Note that p appears on both sides of the above equation, and indicates a more fundamental idea. Since we will not be able to sum the series when analyzing the vector case, below we will show another approach for deriving the above equation that exposes this more fundamental property about p. But let us address the optimization first.

Since we do not know k , and we do not know p , the above equation might not seem that helpful. But it is, as we can differentiate the equation with respect to k,

\frac{dp}{dk} = 2rk + 2\frac{dp}{dk} (a-bk)^2 + 2p(a-bk)(-b)
which we can simplify since we are interested in the value of k that minimizes p. We can then find that value of k, k_{opt} , because we know that \frac{dp}{dk} = 0 when k = k_{opt}. Using the zero derivative,
0 = 2rk_{opt} - 2pb(a-bk_{opt})
or
k_{opt} = \frac{abp}{r+b^2p}.

When we plug the value for k_{opt} in to the equation for p , we get the well-known Ricatti equation for p given the p-minimizing gain. Here, in scalar form, (we let the computer do this algebra),

p_{opt} = a^2p_{opt} + q - \frac{(abp_{opt} )^2}{b^2p_{opt} + r}.
You may wonder why these formulas are any better that just differentiating p. The answer is partly that these equations tell you two things: one, the optimal k, and two, the cost to drive a given state to zero. But another reason for the importance of the above form is that it generalizes to the vector case, or it will, once we find an alternative to summing the series.

The invariance of p.

Suppose we were to ask the question, what is the LQR cost function starting from x[1] ? That is, what is

\sum_{n=1}^{\infty} (q + rk^2) (a-bk)^{2(n-1)} x^2[1]?

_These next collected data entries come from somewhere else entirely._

PR #804, opened 2024-04-05
feat(ImageBlock): allow attachments when block is empty

fulopdaniel:
https://www.figma.com/file/pYt8ECuB6Sc63cVtpKiDgf/Blocks---Updated?type=design&node-id=485-128059&mode=design&t=Ax3uS4Y06OpRKh6h-0

https://www.loom.com/share/911b7fb9330b4b9a8ac98dd2aae8a03f

CU-86947yy57

https://app.clickup.com/t/86947yy57

## Changes

1. Attachments moved to parent component so overflow:hidden is not applied to that.
2. Added a 44px min height to the image component if there are attachments.
3. Hide captions if there is none in view mode.

### DIFF
--- a/packages/image-block/src/components/ImageCaption.tsx
+++ b/packages/image-block/src/components/ImageCaption.tsx
@@ -9,7 +9,7 @@ import {
 } from '@frontify/guideline-blocks-settings';
 import { getCaptionPlugins, titlePlugins } from './helpers';
 import { AppBridgeBlock } from '@frontify/app-bridge';
-import { CaptionPosition, Ratio, type Settings, textRatioValues } from '../types';
+import { CaptionPosition, type Ratio, type Settings, textRatioValues } from '../types';
 
 type ImageCaptionProps = {
     blockId: string;
@@ -36,7 +36,12 @@ export const ImageCaption = ({
 }: ImageCaptionProps) => {
     const hasTitle = hasRichTextValue(name);
     const hasDescription = hasRichTextValue(description);
-    return isEditing || hasTitle || hasDescription ? (
+
+    if (!isEditing && !hasTitle && !hasDescription) {
+        return null;
+    }
+
+    return (
         <div
             className={
                 positioning === CaptionPosition.Above || positioning === CaptionPosition.Below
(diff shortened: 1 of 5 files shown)


packages/image-block/src/components/ImageCaption.tsx
```diff
@@ -9,7 +9,7 @@ import {
 } from '@frontify/guideline-blocks-settings';
 import { getCaptionPlugins, titlePlugins } from './helpers';
 import { AppBridgeBlock } from '@frontify/app-bridge';
-import { CaptionPosition, type Settings } from '../types';
+import { CaptionPosition, Ratio, type Settings, textRatioValues } from '../types';
```
ragi96, line 12:
```suggestion
import { CaptionPosition, type Ratio, type Settings, textRatioValues } from '../types';
```

ragi96 (commented):
Also add tests at least for these cases:

1. Attachment set - no asset -> Attachment Shown
2. Attachment set - no asset - download active -> Attachment Shown without Download Button

fulopdaniel:
> Screenshot 2024-04-05 at 13 49 01
> 
> Displays the download button without an asset

Nice catch, fixed, thanks! Added a testcase for it. (Merged the two test case suggestions you made since they are essentially the same: hide download, show attachments in view mode.)

packages/image-block/src/components/ImageCaption.tsx
```diff
@@ -30,36 +31,47 @@ export const ImageCaption = ({
     description,
     name,
     positioning,
+    ratio,
     setBlockSettings,
 }: ImageCaptionProps) => {
-    return (
+    const hasTitle = hasRichTextValue(name);
+    const hasDescription = hasRichTextValue(description);
+    return isEditing || hasTitle || hasDescription ? (
```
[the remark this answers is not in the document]
fulopdaniel: Sure, adjusted

packages/image-block/src/components/ImageCaption.tsx
fulopdaniel: fixed

ragi96 (approved):
LGTM

PR #809, opened 2024-04-08
fix: image focus styles

SamCreasey:
Focus styles were hidden by the image wrapper due to an overflow:hidden style being applied. To fix this some refactoring was needed. This also adjusts the image functionality, as now the container of the image will always wrap to the image itself, meaning that if the image is not 100% of the width of the container and you apply a background, it will only be added to the area of padding around the image, instead of the full width, which is also shown in the Figma design to be the correct behaviour

### DIFF
--- a/packages/image-block/src/components/Image.tsx
+++ b/packages/image-block/src/components/Image.tsx
@@ -6,7 +6,7 @@ import { Security, joinClassNames } from '@frontify/guideline-blocks-settings';
 import { ResponsiveImage, useImageContainer } from '@frontify/guideline-blocks-shared';
 import { type CSSProperties, type ReactNode } from 'react';
 
-import { type Link, type Settings, mapAlignmentClasses } from '../types';
+import { Alignment, type Link, type Settings, mapAlignmentClasses } from '../types';
 
 import { getImageWrapperStyle } from './helpers';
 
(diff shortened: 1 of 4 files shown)


fulopdaniel:
Codewise it looks good 👍  However I think it's worth to double check the behavior changes with Martin, as part of the image migration they are super careful everything looks 1 to 1 the same with the old image block. And for the old image block the background color is applied to the whole width. Same for some other styles, e.g. border styles.

packages/image-block/src/components/Image.tsx
```diff
@@ -16,65 +18,87 @@ type ImageProps = {
...
-            <button data-test-id="image-block-asset-viewer-button" {...props} onClick={() => open(image)}>
-                {Image}
+            <button data-test-id="image-block-asset-viewer-wrapper" {...sharedProps} onClick={() => open(image)}>
+                {children}
             </button>
         );
     }
 
-    return Image;
+    return null;
```
fulopdaniel, line 89: nit, to avoid the return null, I would prefer it like this:
```
if (link && !isEditing) return ...
if (isAssetViewerEnabled && !isEditing) return ...
return <div {...sharedProps} {...}>{children}</div>
```

fulopdaniel (approved):

packages/image-block/src/components/Image.tsx
SamCreasey: fixed

PR #816, opened 2024-04-16
fix(ImageBlock): image attachments position is wrong

fulopdaniel:
Relative positioning was missing from the image holder, so attachments were off on some layouts.


fulopdaniel:
CU-86949z1h4

ragi96 (approved):
LGTM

Suppose we let \tilde{n} = n-1 , then

\sum_{n=1}^{\infty} (q + rk^2) (a-bk)^{2(n-1)} x^2[1] = \sum_{\tilde{n}=0}^{\infty} (q + rk^2) (a-bk)^{2(\tilde{n})} x^2[1],

but since the upper limit of the summation is infinity,

\sum_{\tilde{n}=0}^{\infty} (q + rk^2) (a-bk)^{2(\tilde{n})} x^2[1] = p x^2[1]

The LQR cost to drive x[n] to zero, p x^2[n] , DOES NOT DEPEND ON n! That should not be surprising. If we are presently in San Francisco and want to know how much gas we will need to drive to Los Angeles, it does matter if we started driving yesterday from Seattle, or started driving four days ago from Ottawa.

The history independence of the LQR cost gives us an interesting relationship for p,

p x^2[0] = \sum_{n=0}^{\infty} (q + rk^2) x^2[n] = (q + rk^2)x[0] + \sum_{n=1}^{\infty} (q + rk^2) x^2[n] = (q + rk^2)x^2[0] + p x^2[1].
We can eliminate x[1] since x[1] = (a-bk) x[0], and therefore
p x^2[1] = p \left((a-bk)x[0]\right)^2 = p (a-bk)^2 x^2[0],
which leads us to
p x^2[0] = \left((q + rk^2)+ p (a-bk)^2\right) x^2[0].
Since the above equation must hold for all possible values of x[0] , we recover the equation for p from above, without summing the series,
p = (q + rk^2) + p (a-bk)^2.
Having derived the equation for p as a function of k without resorting to series summation, we can then differentiate with respect to k, set the derivative equal to zero, and determine both p_{opt} and k_{opt}. And it is all done using an approach that generalizes easily to the vector case.